Buna karşılık, dünyanın dört bir yanındaki ABD düşmanları hatta çok sayıda müttefiki, Trump planı açıkladıktan sonra dehşete düştü.

Hamas planı "ırkçı" olarak nitelendirip uygulanmasını engelleme sözü verirken, Filistin Yönetimi de planı uluslararası hukukun ağır bir ihlali olarak nitelendirdi.

Trump'ın, Filistinliler için adres gösterdiği Ürdün ve Mısır da benzer şekilde öfkelendi.

Her ikisi de büyük miktarlarda ABD yardımı alıyor. Hatta bu iki ülke, 2023'te sırasıyla üçüncü ve dördüncü en büyük ABD yardımı alan ülkeler oldu. Bu da şüphesiz olarak Washington'un önemli bir baskı gücüne sahip olduğu anlamına geliyor.

ÜRDÜN VE MISIR

Ürdün 1946'da bağımsız bir devlet haline geldiğinde, İngilizlerin kurduğu Haşimi monarşisi tarafından yönetilen ve büyük ölçüde Filistinlilerden oluşan bir devletti.

Bugün her beş Ürdünlüden neredeyse biri Filistin kökenli ve iki milyondan fazla Filistinli mülteci bu ülkede yaşıyor. Ancak Ürdün'e göre, daha fazla Filistinliyi bünyesine katması, bir Haşimi devleti olarak varlığını sürdürmesini tehdit edebilir.

Diğer yandan zaten Sudan ve Suriye'deki gelişmelerden kaynaklı olarak zaten mülteci sorunu yaşanay Mısır'ın, Filistinli akını olması halinde daha da savunmasız kalacağı söylenebilir.

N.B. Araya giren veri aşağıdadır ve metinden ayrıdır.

PR #2216, opened 2026-01-15
Implement cursor pagination in GraphQL adapters

Samyoul:
## What's Changed?

- Use `result.nextCursor` instead of `result.options.cursor` for cursor field
- Fix `hasNextPage` to check if `nextCursor` exists (was always false)
- Fix `hasPreviousPage` to check if `options.cursor` exists (was always false)
- Export `redis` cache module in document-drive cache index

## Why Make the Change?

I was having an issue with counting the total number of documents stored by Switchboard. Switchboard (or at lease my usage of it) seemed to have a few problems with `findDocuments` pagination.

The `findDocuments` GraphQL query looks like it had broken / unimplemented pagination, making it impossible to retrieve more than the limit of documents per type.

### Issues Found

  1. `hasNextPage` always returns false
    - Even when there are 1000+ documents, the first page returns `hasNextPage: false`
  2. `cursor` always returns null
    - No cursor is provided to fetch subsequent pages
  3. offset parameter is ignored
    - paging: `{ limit: 100, offset: 100 }` returns the same documents as offset: 0
  4. `totalCount` is incorrect
    - Returns the count of items in the current response, not the total matching documents
    - With `limit: 1`, it returns `totalCount: 1` even if there are 1000 documents

### Impact

  - Can't count total documents accurately
  - Can't retrieve documents beyond the first 100 per type
  - My profiling/testing scripts can't verify document creation at scale

### Reproduction

```gql
  # Returns same results regardless of offset
  query {
    findDocuments(
      search: { type: "powerhouse/document-model" }
      paging: { limit: 5, offset: 0 }
    ) {
      items { id name }
      hasNextPage  # always false
      cursor       # always null
      totalCount   # equals items.length, not actual total
    }
  }
```

### `totalCount` Still Incomplete (Medium Priority)

As the AI reviewer has pointed out, I'm aware that there is slightly more to do to fix all issues with cursor and pagination.

I'm happy to implement here or in a follow on PR.

### DIFF
--- a/packages/document-drive/src/cache/index.ts
+++ b/packages/document-drive/src/cache/index.ts
@@ -1,2 +1,3 @@
 export * from "./memory.js";
+export * from "./redis.js";
 export * from "./util.js";
--- a/packages/reactor-api/src/graphql/reactor/adapters.ts
+++ b/packages/reactor-api/src/graphql/reactor/adapters.ts
@@ -30,9 +30,9 @@ export function toDocumentModelResultPage(
 ): DocumentModelResultPage {
   const models = result.results.map((module) => module.documentModel);
   return {
-    cursor: result.options.cursor || null,
-    hasNextPage: false,
-    hasPreviousPage: false,
+    cursor: result.nextCursor ?? null,
+    hasNextPage: !!result.nextCursor,
+    hasPreviousPage: !!result.options.cursor,
     items: models.map(toGqlDocumentModelState),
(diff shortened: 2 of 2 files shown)


Samyoul:
I'm also mindful that there maybe other reasons the cursor / pagination wasn't implemented in the adapter. So I'm open to being gently shepherded to this understanding :) .

thegoldenmule (approved):

PR #2219, opened 2026-01-16
Update editor boilerplate

acaldas:


acaldas:
@claude fix the following issues:
Fix Tailwind important modifier syntax in json-viewer.tsx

Washington Enstitüsü'nün bir yıl önce yaptığı bir ankete göre Mısırlıların %97'si Arap devletlerinin "Gazze'deki askeri harekatını protesto etmek için İsrail'le tüm diplomatik, siyasi, ekonomik ve diğer temasları derhal kesmesi" gerektiğini düşünüyordu.

Böyle bir durumda Sisi, İsrail ve ABD'nin Gazze'yi boşaltmasına yardım ederse halkının vereceği tepkiyi çok yüksek olabilir.

Mısır zaten enflasyon, dibe vuran para birimi ve yüklü miktarda borçla boğuşan ekonomik bir darboğaz içerisinde ve eğer çökerse, sadece bölge değil tüm dünya bunun sonuçlarına katlanacaktır.

TRUMP'IN PLANI UYGULANABİLİR Mİ?

Trump'ın Riviera planına duyulan öfke Filistin'in yakın komşularının ötesinde yankı buldu.

Suudi Arabistan Krallığı ile normalleşme hem Trump hem de Netanyahu yönetimlerinin uzun süredir devam eden bir hedefiydi. Ancak Trump'ın sözlerinden sonra Riyad, Filistin devleti olmadan İsrail ile diplomatik ilişki kurulmayacağını net bir şekilde ifade etti.

Ancak Trump'ın planı Riyad'a iki devletli bir çözümü açıkça desteklemekten başka bir alternatif bırakmadı. Netanyahu için bu söz konusu olmadığından, Trump istemeden de olsa normalleşmeyi daha da ulaşılmaz hale getirdi.

Diğer yandan, bu "planın" uluslararası hukukun ağır bir ihlali olacağı Trump için muhtemelen önemsiz.

Ancak Trump, Gazze'yi bir "rivieraya" dönüştürmeyi başarırsa, yerinden edilmiş milyonlarca Gazzelinin ne yapacağını düşünüyor?

Zira tüm dünya bunu ikinci bir Nakba olarak değerlendireceklerdir.

Politika olarak Trump'ın Gazze planı bir felaket olarak kendisini gösterebilir. Zira böyle bir planın uygulanma ihtimali, bölgedeki barış ihtimalinin tamamen yıkılmasına neden olacaktır.